The first emergency responder community is currently experiencing the enhancement of existing and development of new electronic technologies for use with personal protective equipment (PPE) ensembles. After 11 September 2001, the rate of technological innovation has accelerated, with additional consideration given toward CBRNE (Chemical, Biological, Radiological, Nuclear, and Explosive) type events. Protective ensembles used by first emergency responders include or will soon include electronics such as communications, GPS and tracking, environmental sensing, physiological sensing, and other components now becoming practical solutions at emergency incidents.

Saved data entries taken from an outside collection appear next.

PR #280, opened 2018-03-12
Fix broken multigpu GAN loading.

bryanlyon:
Fix for loading into the multi GPU model when it needs to load/save the original model.

#272 accidentally included a GAN implementation that would not properly load the model causing cumulative corruption over each load/save.  This patch fixes that issue and adds additional safety on saving/loading.

I apologize for the error.  I'd already checked and verified Original, LowMem and IAE but GAN2.0 slipped through due to how it processes the data differently from 1.0 and my rush to add the multi gpu support.  I'll make sure to check better in the future..

### DIFF
--- a/plugins/Model_GAN/Model.py
+++ b/plugins/Model_GAN/Model.py
@@ -116,6 +116,9 @@ class GANModel():
         netGA = Model(x, decoder_A(encoder(x)))
         netGB = Model(x, decoder_B(encoder(x)))
 
+        self.netGA_sm = netGA
+        self.netGB_sm = netGB
+
         try:
             netGA.load_weights(str(self.model_dir / netGAH5))
             netGB.load_weights(str(self.model_dir / netGBH5))
@@ -125,10 +128,8 @@ class GANModel():
             pass
 
         if self.gpus > 1:
-            self.netGA_sm = netGA
-            self.netGB_sm = netGB
-            netGA = multi_gpu_model( netGA , self.gpus)
-            netGB = multi_gpu_model( netGB , self.gpus)
+            netGA = multi_gpu_model( self.netGA_sm , self.gpus)
+            netGB = multi_gpu_model( self.netGB_sm , self.gpus)
 
         return netGA, netGB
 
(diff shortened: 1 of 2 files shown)


Clorr:
Thnaks for testing and providing a solution. I'm just wondering: are you sure you need 2 new vars? Because they seem to reference the same objects as the original vars so maybe the fix is just displacing the `multi_gpu_model` call?

bryanlyon:
Actually, yes, those variables are necessary.  At least for now.  https://keras.io/utils/#multi_gpu_model has the warning of "To save the multi-gpu model, use .save(fname) or .save_weights(fname) with the template model (the argument you passed to multi_gpu_model), rather than the model returned by multi_gpu_model."  In order for this to happen, we need to save the reference to the original model before the multi_gpu_model call.

The Original model avoided this issue by saving the decoder and encoder weights instead of saving the whole model.  I could modify the GAN model to use this method, but it would double the number of files used to save, and would invalidate all old model saves.  In order to avoid this, I could write a save/load module that loads any version of save and converts it.  In addition, I could make the module save data to a single file.  This was beyond the scope of a quick solution fix, since people relying on the GAN model with more than one GPU would have to wait on using the multi GPU support until I built the new module, which would take some time.

bryanlyon:
I also went ahead and fixed the missing Multi GPU support for GAN128.  I hadn't been able to test it (and still can't) but at least it's there so it will run now instead of failing.  I invite anyone with multiple 6gb+ gpus to test it and let me know if there are any issues.  I believe it's likely to work though since it's so similar to GAN.

Clorr:
Ok, that's fine for me. Do I merge now, or do you wait for feedback?

bryanlyon:
I'd suggest merging now, this is bug fixing and doesn't do any feature adds.  (except for GAN128, which just brings it to parity with GAN).

Clorr:
Here we go-oo!

Kirin-kun:
I confirm it's working (at least with 1 GPU)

However, overall integration and coordination of these electronic-based technologies on a broad scale is lacking, and a standardized electronics integration platform/framework is needed. For the first emergency responder to remain effective, these electronic technologies must interact and operate synergistically, and provide an effective and efficient overall package for the first emergency responder. Integration of these components with the first emergency responder ensemble is required for managing weight, space, heat, and power requirements, as well as to create the least interference and burden to the wearer.
The goal of this project is to develop performance requirements for the compatibility and interoperability of electronic equipment used by emergency first responders.
The research program is made possible through funding from the National institute of Standards and Technology (NIST), and will be conducted under the auspices of the Research Foundation with the intent of having a final report 18 months from project initiation. The report will be made available electronically to the general public and presented to the relevant standards development committees of NFPA and ASTM.